# 10gauge



## gonzos (Oct 26, 2007)

Looking to get one, any good ideas on make model and choke would be helpful! thanks


----------



## mwakely (Jan 7, 2004)

I've got a Browning BPS with a factory X-Full and it does the job. Heavy bugger. I have found that I have come to perfer my 12 ga because of the weight factor. To each his own but if ya want a 10ga the Browning BPS can't be beat.


----------



## old graybeard (Jan 19, 2006)

I've got a double barrell made by Richland Arms, bugger weights 12lbs unloaded:yikes:


----------



## DEDGOOSE (Jan 19, 2007)

If you are looking for a turkey specific gun, I would avoid the 10 gauge.. The advancements in ammunition is slowly but I mean slowly trickling to the 10 and at this time a properly ammoed and choked 12 will out perform a 10.. 

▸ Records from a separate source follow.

PR #42, opened 2017-04-10
Localize around

fuentesloic:
- Find your current place and put a red marker (in front of all of them)
- Put marker and information about interesting place from `/statics/test.json`
- Center view and zoom according your current position


static/js/around-map.js
```diff
@@ -0,0 +1,46 @@
+mapboxgl.accessToken = 'pk.eyJ1IjoibmVvbWFkIiwiYSI6ImNqMHRrZ3ZwdzAwNDgzMm1kcHRhMDdsZGIifQ.bOSlLkmc1LBv0xAbcZXpog';
+const map = new mapboxgl.Map({
+  container: 'map',
+  style: 'mapbox://styles/mapbox/streets-v9',
+  center: [-10, 45],
+  zoom: 2
+})
+
+// users interesting points
+const giveData = new Worker("/static/js/webworker-around.js");
```
vinyll: I would rename this to `pois`, or `workspots`, or something more related to what it actually is.

static/js/around-map.js
```diff
@@ -0,0 +1,46 @@
...
+
+giveData.onmessage = (informations) => {
+  const [name,wifi,power,comment,lng,lat] = informations.data
```
vinyll: space after commas

static/js/around-map.js
```diff
@@ -0,0 +1,46 @@
...
+
+  const el = document.createElement('div')
+  el.classList.add('marker')
+
+  let content = "<h2>"+name+"</h2><p>Wifi quality: "+ wifi+"<br>Power available: "+power+"<br>Comments: "+comment+"</p>"
```
vinyll: You're using ES6, therefore you should use [template strings](https://babeljs.io/learn-es2015/#ecmascript-2015-features-template-strings)

vinyll: Maybe the wifi , power and comments should be in a list (`<li>`) instead of `<p>`

static/js/around-map.js
```diff
@@ -0,0 +1,46 @@
...
+  const popup = new mapboxgl.Popup({offset: [10, -20]})
+      .setHTML(content)
+
+  new mapboxgl.Marker(el, {offset:[0, -30]})
+      .setLngLat([lng, lat])
+      .setPopup(popup)
+      .addTo(map)
+};
+
+giveData.postMessage("info-requested");
```
vinyll: quote inconsistency here. You should use single quotes like everywhere else.

static/js/around-map.js
```diff
@@ -0,0 +1,46 @@
...
+
+// user last location
+if(current_location.length) {
+  const popup = new mapboxgl.Popup({offset: [10, -20]})
+      .setText('you')
+
+  const el = document.createElement('div');
+  el.classList.add('marker')
+  el.classList.add('you')
```
vinyll: _you_ as a class name is not explicit. I would use something like _current-location_ or _current_ eventually.

static/js/around-map.js
```diff
@@ -0,0 +1,46 @@
...
+      .setPopup(popup)
+      .addTo(map)
+};
+
+giveData.postMessage("info-requested");
+
+// user last location
+if(current_location.length) {
+  const popup = new mapboxgl.Popup({offset: [10, -20]})
+      .setText('you')
```
vinyll: What do you think of a text like "Your current location"?

static/js/around-map.js
```diff
@@ -0,0 +1,46 @@
...
+  new mapboxgl.Marker(el, {offset:[0, -30]})
+      .setLngLat([lng, lat])
+      .setPopup(popup)
+      .addTo(map)
+};
+
+giveData.postMessage("info-requested");
+
+// user last location
+if(current_location.length) {
```
vinyll: I know I made the error and I'll need to fix it, but JS takes camelCase writing, not underscores in its variable names. it should therefore be called `currentLocation` everywhere in JS.
Python does take underscore.

static/js/webworker-around.js
```diff
@@ -0,0 +1,18 @@
+onmessage = _ => {
+  fetch("/static/test.json")
```
vinyll: single quotes

static/js/webworker-around.js
```diff
@@ -0,0 +1,18 @@
...
+    .then(response => {
```
vinyll: shorter version:

```js
then(response => response.json())
```

static/js/webworker-around.js
```diff
@@ -0,0 +1,18 @@
...
+      return response.json();
+    })
+    .then(json => {
+      const items = json;
```
vinyll: We do not use semi-columns ";" in this project unless very necessary.

static/js/around-map.js
```diff
@@ -0,0 +1,46 @@
...
+  container: 'map',
+  style: 'mapbox://styles/mapbox/streets-v9',
+  center: [-10, 45],
+  zoom: 2
+})
+
+// users interesting points
+const giveData = new Worker("/static/js/webworker-around.js");
+
+giveData.onmessage = (informations) => {
```
vinyll: parenthesis are not required here. For consistency – because they are not used elsewhere in the code when it's a unique parameter – they need to be removed.

vinyll (changes requested):
Mostly syntax adaptation.
Meaning the code is good!! 👍

static/js/around-map.js
fuentesloic: I tried to change in the "user" to save the position into a currentLocation but I have all the time an mongoError ... pretty hard to fix it :D
So I don't correct this one, an when you will fix it I push a correct with currentLocation

static/css/around-map.css
```diff
@@ -1,4 +1,4 @@
-.marker.you {
+.marker.current-location {
     background-image: url('/static/images/marker-red.png');
     z-index: 9999;
```
vinyll: Do not make a z-index that is so huge. I understand it should be over everything, but what if everything else like an alert banner needs to be over? And then a popup window over that banner alert?
Whe end up with ridiculous counts of _9_s.
Instead why don't you just apply a z-index on the markers (eg: `z-index: 2`), and 1 higher on the `.current-location`?

static/js/around-map.js
```diff
@@ -7,15 +7,21 @@ const map = new mapboxgl.Map({
...
   el.classList.add('marker')
 
-  let content = "<h2>"+name+"</h2><p>Wifi quality: "+ wifi+"<br>Power available: "+power+"<br>Comments: "+comment+"</p>"
+  let content = `<h2>Hello ${name}</h2>
+                 <ul>
+                    <li>Wifi quality: ${wifi}</li>
+                    <li>Power available: ${power}</li>
+                    <li>Comments: ${comment}</li>
+                  </ul>`
+
```
vinyll, line 24: Looks 👌

static/js/around-map.js
```diff
@@ -25,22 +31,22 @@ giveData.onmessage = (informations) => {
...
 
-giveData.postMessage("info-requested");
+pois.postMessage('info-requested');
 
 // user last location
-if(current_location.length) {
+if(currentLocation.length) {
   const popup = new mapboxgl.Popup({offset: [10, -20]})
-      .setText('you')
+      .setText('You current location')
```
vinyll: _You**r** current location_

static/js/webworker-around.js
```diff
@@ -1,18 +1,16 @@
 onmessage = _ => {
-  fetch("/static/test.json")
-    .then(response => {
-      return response.json();
-    })
+  fetch('/static/test.json')
```
vinyll: Now that you're a big boy, maybe is it time for you to read directly from the API… ;)
`fetch('http://158.58.170.155:3030/spots')`
This way you can get rid of the _test.json_ file 😌

static/js/webworker-around.js
```diff
@@ -1,18 +1,16 @@
...
+    .then(response => response.json())
     .then(json => {
-      const items = json;
+      const items = json
```
vinyll:
```js
.then(items => {
  items.forEach(item => {
    …
```

vinyll (changes requested):
We're getting there! :)

vinyll (changes requested):
It's all perfect, you made it! 🍾 

Now a challenge before merging: 25 commits for one single feature is **a lot**.
You may want to use `git rebase -i a71cf5d9^` and edit which commit you want to squash and which you want to pick. Maybe 2 to 4 commits for the frontend would be enough. (see https://www.atlassian.com/git/tutorials/rewriting-history#git-rebase-i for examples)

fuentesloic:
@vinyll : what do you think now about this "squash" ?

static/js/webworker-around.js
```diff
@@ -0,0 +1,16 @@
...
+    .then(response => response.json())
+    .then(items => {
+      items.forEach(item => {
+        let name = item.name
+        let wifi = item.wifiQuality
+        let power = item.powerAvailable
+        let comment = item.comments[0]
+        let lng = item.position.longitude
+        let lat = item.position.latitude
+        postMessage([name,wifi,power,comment,lng,lat])
```
vinyll: space after commas

vinyll (approved):
Commits look good. You just got it!  🎉 
Just one notice about commas in JS (just `push -f` here not to make a new commit only for that).

And you're good to merge!

static/js/webworker-around.js
fuentesloic: oups I forget ... I change that right now and I'll do a `git push -f`and a merge :) youhouuuu ^^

Unless, you plan on Ponying up for Nitro Company Custom loads out of Missouri, than the 10gauge has finally reached its potential..


----------



## Burksee (Jan 15, 2003)

Love mine! Remington SP10 with either the factory x-full turkey choke or a Patternmaster choke. Yes it's quite a bit heavier than any 12 I've ever picked up but once I saw what it could do I had to have one! 

BTW - its a great goose gun too!


----------



## 00Buckshot69 (Dec 30, 2007)

I have the Remington SP-10 with a Primos Jelly Head choke. I killed my bird last year at 54 yards loaded with Remington #4'S....I mean KILLED...not hit and flopping around...Stone cold dead. It is heaver than my 12 GA. but with a sling its not bad at all....and I agree it is a great goose gun!!!!

Good luck to every one....Bucky


----------



## pigeon (Jan 25, 2009)

I got a 10 new england single shot it is camo with red dot and kicks choke and this thing is a turkey killing machine..and i shoot heavy shot 13..rolled toms at 60 yards with this gun..and i have about 250.00 in it


----------



## Bmac (Jul 7, 2002)

My Browning Gold Auto 10 ga with factory full choke and Federal #5's will crush any turkey within 60 yards. Swap out the choke tube with one rated for steel, load with Federal BB's and you have a goose killing machine.


----------



## DEDGOOSE (Jan 19, 2007)

Bmac said:


> My Browning Gold Auto 10 ga with factory full choke and Federal #5's will crush any turkey within 60 yards.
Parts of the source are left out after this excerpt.